**EXERCISE DESCRIPTION:** Go through the entries below and return every line that contains "them".

Dataset entries
PR #17476, opened 2023-06-09
replication: fix potential panic during upgrades

tgross:
If the authoritative region has been upgraded to a version of Nomad that has new replicated objects (such as ACL Auth Methods, ACL Binding Rules, etc.), the non-authoritative regions will start replicating those objects as soon as their leader is upgraded. If a server in the non-authoritative region is upgraded and then becomes the leader before all the other servers in the region have been upgraded, then it will attempt to write a Raft log entry that the followers don't understand. The followers will then panic.

Add same the minimum version checks that we do for RPC writes to the leader's replication loop.


nomad/leader.go
```diff
@@ -1848,6 +1848,17 @@ func (s *Server) replicateACLRoles(stopCh chan struct{}) {
 			// parameters are controlled internally.
 			_ = limiter.Wait(context.Background())
 
+			if !ServersMeetMinimumVersion(
+				s.serf.Members(), s.Region(), minACLRoleVersion, true) {
+				s.logger.Trace(
+					"all servers must be upgraded to 1.4.0 before ACL Roles can be replicated")
```
lgfa29, line 1854:
```suggestion
					"all servers must be upgraded to 1.4.0 or later before ACL Roles can be replicated")
```

lgfa29 (approved):

pkazmierczak (approved):

jrasell (approved):
LGTM, thanks!

PR #295, opened 2025-02-12
ADR-1805 (WCAG 2.2 A - 2. Issue ID: DAC_Tables_01)

ajchilts:
Totals tables to summary lists for Adjustments and View Return.


app/views/components/TotalsTable.scala.html
```diff
@@ -0,0 +1,34 @@
...
+ *@
+
+@import config.Constants.Css
+@import viewmodels.TotalsTableViewModel
+
+@this()
+
+@(viewModel: TotalsTableViewModel, captionText: Option[String] = None)
+
+<table class="@Css.govTableClass">
```
simondrugan16, line 24: Does this solution not run into the same issue that we are tying to fix on [ADR-1809](https://jira.tools.tax.service.gov.uk/browse/ADR-1809)? The auditors issue here was that we were using a table (they took issue with the whole component) when the information shown was not a traditional table, aka it had no table headers, it's basically just a key value pair. I think this is why they suggested using a summary list on [ADR-1805](https://jira.tools.tax.service.gov.uk/browse/ADR-1805)

ajchilts: @byaqib  verified that tables are correct on this page. The problem exists as we are not rendering the totals column as part of the main table. It's in its own table. This change ensures the screen reader knows the row is a `head` of type `row` and that the value is  in a cell and not `head` . 

I am now wondering if they will simply re-raise this as a separate issue.

app/viewmodels/TotalsSummary.scala
```diff
@@ -0,0 +1,35 @@
...
+import viewmodels.govuk.summarylist._
+import viewmodels.implicits._
+
+case class TotalsSummary(key: String, value: String)
+
+object TotalsSummary {
+  def row(key: String, value: String)(implicit messages: Messages): SummaryListRow =
+    SummaryListRowViewModel(
+      key = key,
+      value = ValueViewModel(value)
```
simondrugan16, line 31: The total value, at least on the View Past Returns page, is in bold both in staging and on the prototype. The prototype is the same for the separate table we did for the total duty due table that we implemented on 1809 (screenshot below is from the prototype).

It looks like confluence, however, has them all as [non bold](https://confluence.tools.tax.service.gov.uk/display/ADR/V1a.+View+Alcohol+Duty+Return). I'm wondering if this is something we should check with UCD since there are conflicts here between the prototype and confluence.

image

ajchilts: @byaqib   - Could you please respond to the above query? Confluence seems to contradict the prototype. Which is correct for totals? Bold vs Non Bold?

simondrugan16 (approved):

PR #298, opened 2025-02-14
ADR-1803 Declare duty errors should indicate which product they refer to

davidfes:


app/forms/declareDuty/HowMuchDoYouNeedToDeclareFormProvider.scala
```diff
@@ -35,7 +35,7 @@ class HowMuchDoYouNeedToDeclareFormProvider @Inject() extends Mappings {
         "return.journey.error.minimumValue",
         "return.journey.error.maximumValue",
         "return.journey.error.lessThanExpected",
-        Seq(messages(s"return.regime.$regime"))
+        messages(s"return.regime.$regime")
```
davidfes, line 38: most specific type should be passed, with most specific name.

app/forms/mappings/BigDecimalFieldFormatter.scala
```diff
@@ -46,26 +47,34 @@ class BigDecimalFieldFormatter(
...
   private val baseFormatter = stringFormatter(s"$requiredKey.$fieldKey", args)
 
-  override def bind(key: String, data: Map[String, String]): Either[Seq[FormError], BigDecimal] =
+  private def getKeyPrefix(key: String) = key.dropRight(fieldKey.length + 1)
+
+  override def bind(key: String, data: Map[String, String]): Either[Seq[FormError], BigDecimal] = {
+    val keyPrefix          = getKeyPrefix(key)
+    val maybeRateBandRecap = data.get(s"$keyPrefix.$rateBandRecapField")
+
+    val allArgs = maybeRateBandRecap.fold(args)(_ +: args)
```
davidfes, line 56: Allows us to multiplex with adjustments which don't have the ratebandrecap (beer between x% and y% (311)) on them.

app/forms/mappings/VolumesAndRateFormatter.scala
```diff
@@ -111,28 +118,34 @@ class VolumesAndRateFormatter(
...
+    formatter: Formatter[T],
+    rateBandRecap: String
   ): Either[Seq[FormError], T] =
     data.get(s"$key.$field").filter(_.nonEmpty) match {
       case Some(_) => formatter.bind(s"$key.$field", data)
-      case None    => Left(Seq(requiredFieldFormError(key, field)))
+      case None    => Left(Seq(requiredFieldFormError(key, field, rateBandRecap)))
     }
 
   override def unbind(key: String, value: VolumeAndRateByTaxType): Map[String, String] =
```
davidfes, line 151: Unbind doesn't change. We don't want to change the BolumeAndRateByTaxType datastructure as it's persisted and will break any unsubmitted returns when this deploys. Luckily there is no need to have it there.

app/viewmodels/declareDuty/CategoriesByRateTypeHelper.scala
```diff
@@ -32,6 +33,10 @@ case class CategoriesByRateTypeViewModel(
 )
 
 object CategoriesByRateTypeHelper {
+  def decapitalize(s: String): String =
```
davidfes, line 36: This will disappear on the welsh capitalisation fix, so this that is dependent on this jira. Recaps are in capitalised but we don't want that when they're inserted into an error message. (Yes I know the name is Americanized, but it's a rip-off of StringOps capitalize function.

app/views/declareDuty/HowMuchDoYouNeedToDeclareView.scala.html
```diff
@@ -102,6 +102,15 @@
                     errorMessageField = form(s"volumes_${index}_taxType"),
                     value = Some(quantityViewModel.id)
                   ).hidden
+                ),
```
davidfes, line 105: This is the magic. We hide the ratebandrecap in a hidden field so the formatter can pick it up. Forms are created as schemas (volume formatters are declared as repeating) so we don't know when the formatter is created which rateband it'll store. It however can bind input fields from the html (in bind), and that's how we can get it into the formatter in order to format up the error messages. Note that the error messages are of type FormError(id, message, args*) which we cannot change and the output is not in our control either, so the ratebandrecap has to be one of the args. The second one is the regime (needed for the lpa in the beer between ... must be less than equal to total litres of beer message).

conf/messages.en
```diff
@@ -272,28 +272,28 @@ alcoholType.p1 = Select the types of alcoholic product you need to declare in th
...
-return.journey.error.maximumValue.pureAlcohol = Litres of pure alcohol must be less than 1 billion
-return.journey.error.minimumValue.pureAlcohol = Litres of pure alcohol must be more than 0.0000
-return.journey.error.tooManyDecimalPlaces.pureAlcohol = Litres of pure alcohol must be a number to 4 decimal places
-
-return.journey.error.noValue.dutyRate = Enter your Small Producer Relief duty rate
-return.journey.error.invalid.dutyRate = Your Small Producer Relief duty rate must be a number
-return.journey.error.maximumValue.dutyRate = Your Small Producer Relief duty rate must be less than £1 billion
-return.journey.error.minimumValue.dutyRate = Your Small Producer Relief duty rate must be £0.00 or more
-return.journey.error.tooManyDecimalPlaces.dutyRate = Your Small Producer Relief duty rate must be to 2 decimal places
+return.journey.error.invalid.totalLitres = Total litres of {0} must be a number
```
davidfes, line 281: confluence has this message as Total litres.

test-utils/common/TestData.scala
```diff
@@ -1124,6 +1124,8 @@ trait TestData extends ModelGenerators {
 
   val allRateBands: Set[RateBand] = allNonSmallProducerReliefRateBands ++ allSmallProducerReliefRateBands
 
+  val rateBandRecap = "recap"
```
davidfes, line 1127: could maybe use a better string for the tests but it is uniquely identifiable if needed.

test/forms/declareDuty/TellUsAboutMultipleSPRRateFormProviderSpec.scala
```diff
@@ -41,9 +41,9 @@ class TellUsAboutMultipleSPRRateFormProviderSpec extends StringFieldBehaviours w
       volumeAndRateByTaxTypes.foreach { volumeAndRateByTaxType: VolumeAndRateByTaxType =>
         val result = form.bind(
           Map(
+            "volumesWithRate.taxType"     -> volumeAndRateByTaxType.taxType,
```
davidfes, line 44: keep orders of things consistent.

test/forms/declareDuty/TellUsAboutSingleSPRRateFormProviderSpec.scala
```diff
@@ -68,294 +68,295 @@ class TellUsAboutSingleSPRRateFormProviderSpec extends StringFieldBehaviours {
...
     "must fail when empty data is provided" in {
-      val values: Map[String, String] = volumeAndRateByTaxTypes.foldRight(Map[String, String]()) {
-        (volumeAndRateByTaxType, acc: Map[String, String]) =>
-          acc ++ Map(
-            s"volumesWithRate[${volumeAndRateByTaxTypes.indexOf(volumeAndRateByTaxType)}].taxType"     -> "",
-            s"volumesWithRate[${volumeAndRateByTaxTypes.indexOf(volumeAndRateByTaxType)}].totalLitres" -> "",
-            s"volumesWithRate[${volumeAndRateByTaxTypes.indexOf(volumeAndRateByTaxType)}].pureAlcohol" -> "",
-            s"volumesWithRate[${volumeAndRateByTaxTypes.indexOf(volumeAndRateByTaxType)}].dutyRate"    -> ""
+      val values = {
+        for (index <- 0 until volumeAndRateByTaxTypes.length)
```
davidfes, line 76: This is a lot cleaner than using a fold here. Alternative is to create a Range and map for the indexes. Certainly indexOf to find the index is clunky and not a good fit for the functional paradigm.

test/forms/mappings/MappingsSpec.scala
```diff
@@ -322,6 +324,29 @@ class MappingsSpec extends SpecBase with Mappings {
       result.get mustBe AdjustmentVolumeWithSPR(BigDecimal(1234.45), BigDecimal(12.3456), BigDecimal(5.31))
     }
 
+    "must not bind when missing" - {
```
davidfes, line 327: Checks when missing are different to empty - something I missed when I wrote the tests here before.

app/forms/mappings/VolumesAndRateFormatter.scala
```diff
@@ -111,28 +118,34 @@ class VolumesAndRateFormatter(
...
   override def bind(key: String, data: Map[String, String]): Either[Seq[FormError], VolumeAndRateByTaxType] = {
-    val taxTypeResult     = validateField(taxTypeField, key, data, taxTypeFormatter)
-    val totalLitresResult = validateField(totalLitresField, key, data, volumeFormatter)
-    val pureAlcoholResult = validateField(pureAlcoholField, key, data, pureAlcoholVolumeFormatter)
-    val dutyRateResult    = validateField(dutyRateField, key, data, dutyRateFormatter)
+    val rateBandRecap     = data
+      .getOrElse(
+        s"$key.$rateBandRecapField",
+        regimeName
+      ) // This to support MultipleSPR for which we don't know the rateBand on view creation
```
ajchilts, line 125: 👍

app/views/declareDuty/HowMuchDoYouNeedToDeclareView.scala.html
```diff
@@ -151,6 +160,15 @@
...
+                govukInput(
+                  InputViewModel(
+                    field = form(s"volumes[${index + howMuchDoYouNeedToDeclareHelper.core.size}]"),
+                    key = "rateBandRecap",
+                    label = LabelViewModel(Text("")),
+                    errorMessageField = form(s"volumes_${index + howMuchDoYouNeedToDeclareHelper.core.size}_rateBandRecap"),
+                    value = Some(quantityViewModel.rateBandRecap)
+                  ).hidden
```
ajchilts, line 171: I assume we intended to add two new inputs on this page? The do not seem to be replacing anything in the diff on the PR 🤔

ajchilts (approved):
@davidfes  -  few comments but looks good! Nice job 👍

app/forms/mappings/VolumesAndRateFormatter.scala
davidfes: yes. I already have done that, but I would want a QA to validate it.

app/views/declareDuty/HowMuchDoYouNeedToDeclareView.scala.html
davidfes: it how it gets the ratebandrecap to the formatter (see the comment above). It's hidden so the user doesn't need do anything. We do the same thing with the tax type. The html that is generated has it as an input field, but as it's hidden there is no physical box to view or change it.

PR #301, opened 2025-02-18
ADR-1787 Dyanamic rateband text and regimes shouldn't be capitalised, callers should do this as needed.

davidfes:


app/controllers/adjustment/AdjustmentDutyDueController.scala
```diff
@@ -59,9 +59,7 @@ class AdjustmentDutyDueController @Inject() (
 
   private def getView(adjustmentEntry: AdjustmentEntry)(implicit request: Request[_]): Result = {
     val result = for {
-      volume            <- adjustmentEntry.totalLitresVolume
```
davidfes, line 62: These are unneeded. We shouldn't be using them for checking if we've got them.

app/forms/declareDuty/HowMuchDoYouNeedToDeclareFormProvider.scala
```diff
@@ -35,8 +35,8 @@ class HowMuchDoYouNeedToDeclareFormProvider @Inject() extends Mappings {
         "return.journey.error.minimumValue",
         "return.journey.error.maximumValue",
         "return.journey.error.lessThanExpected",
-        messages(s"return.regime.$regime")
```
davidfes, line 38: technically we should be using regime.entryName and not relying on toString, but both work.

app/viewmodels/declareDuty/RateBandHelper.scala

**YOUR SOLUTION:**
It looks like confluence, however, has them all as [non bold](https://confluence.tools.tax.service.gov.uk/display/ADR/V1a.+View+Alcohol+Duty+Return). I'm wondering if this is something we should check with UCD since there are conflicts here between the prototype and confluence.
davidfes, line 56: Allows us to multiplex with adjustments which don't have the ratebandrecap (beer between x% and y% (311)) on them.
davidfes, line 62: These are unneeded. We shouldn't be using them for checking if we've got them.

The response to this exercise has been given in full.